后来,在摩耶精舍捐给台北故宫的『大千先生平居自用印』当中,壮为先生就有八方印章,而大千先生自刻的自用印也有五方。那时才想起,每当大千先生回台,许肖仙老先生都是摩耶精舍的座上宾,想来在那年代,艺文界与政要之间的互动紧密,非一般人所能得知。
印石珍赏会,结识许老先生
许老先生本为江苏常州人,其父亲在京沪为丝业巨子,晚年病逝上海,许老先生承其余荫一直隐居沪上,从其同乡会上的些许讯息得知,在上海时期,应该就常游於艺术文玩之间。民国卅八年,大陆军事形势逆转,遂只身携大批古玩书画来台,因出走仓促,以致妻女未能同行,可想其精神与起居备极孤苦。
而我与许老先生相识,起因是民国62年时,好友张心白先生在松江路上开设的「中华牙科」。当时老一辈的印石爱好者,於此成立「印石珍赏会」,诊所内每月举行一次赏石聚会。许老先生与张心白先生本为旧识,他乡遇故知,又皆是艺术的创作与爱好者,进而相识而聚。

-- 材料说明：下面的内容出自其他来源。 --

Issue #102, opened 2021-05-12
Terminology XML export fails due to native element error


gammonpeter:
Click on a Terminology then click on export and select xml, using dev tool look at errors

PR #798, opened 2023-03-20
gh-781 - add profileFilters to searchQuery

### LINKED ISSUE #781: Send profile filters in Mauro search request
# Description

Once #779 and MauroDataMapper/mdm-core#399 are completed, all profile filters should be passed to the Mauro search endpoint for the backend to process.

# Parameters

许老先生偶至此会,而我与许老先生就是在此赏石的聚会上认识的,印象中许老先生相当内向斯文,身形微显瘦弱,当时(民国62年)已七十多岁。许老先生来台之前是上海申江纺织厂的少爷,当时有听闻张大千先生游於上海时,与其家族有过交往,我想这枚印章便是当时大千先生与其交流所作。

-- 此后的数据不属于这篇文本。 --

PR #800, opened 2023-03-23
gh 718 - Replace use of ag-grid packages with modules.  

abwilson23:
This PR was borne out of an attempt to decrease bundle size via lazy loading. That investigation led to some possible alternatives, one of them being switching to using ag-grid _modules_ rather than _packages_. The impact ended up being smaller than hoped, but it's a start. The original ticket has been updated with some additional information here: https://github.com/MauroDataMapper/mdm-ui/issues/718

Here you can see the bundled **package** and it's size.
image

and here you can see the bundled **modules** and their size. 
image

Wow! 3 kB improvement.. 😮 

The code changes are minor and just reflect switching some imports and adding a type to meet a type requirement. One small note is that `AgModule.withComponents` is no longer needed due to updates in the library. 

**Note** I removed a console.log in the activeSessions file and prettier has gone and reformatted everything. The only change is the console.log.


package.json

大约民国70年,心白先生前来,提及许老先生只身来台,租屋独居,而现居原屋主欲将房屋收回,请我帮忙找房子,最好有熟识的人住在附近比较安心。当时,我约略探访一下,想起有一位好友张又仁先生,从事台湾玉雕刻,在台北新店的五峰路上租了一间日式旧宿舍,后院刚好还有一间独立的储藏室可以分租给他,所以许老先生便透过我当介绍人来入住,也相当满意。
可惜於民国71年(壬戌年)某日,在其住处不幸发生火灾,朋友张先生发现许老先生住处冒出浓烟,赶紧冲上前去拍门呼叫,在千钧一发之际,只见许老先生慢慢开门出来,手中仅只捧著祖先牌位,唉!这就是当时多数渡海来台人民的写照,客寓他乡,只有祖龛联系著故土情怀。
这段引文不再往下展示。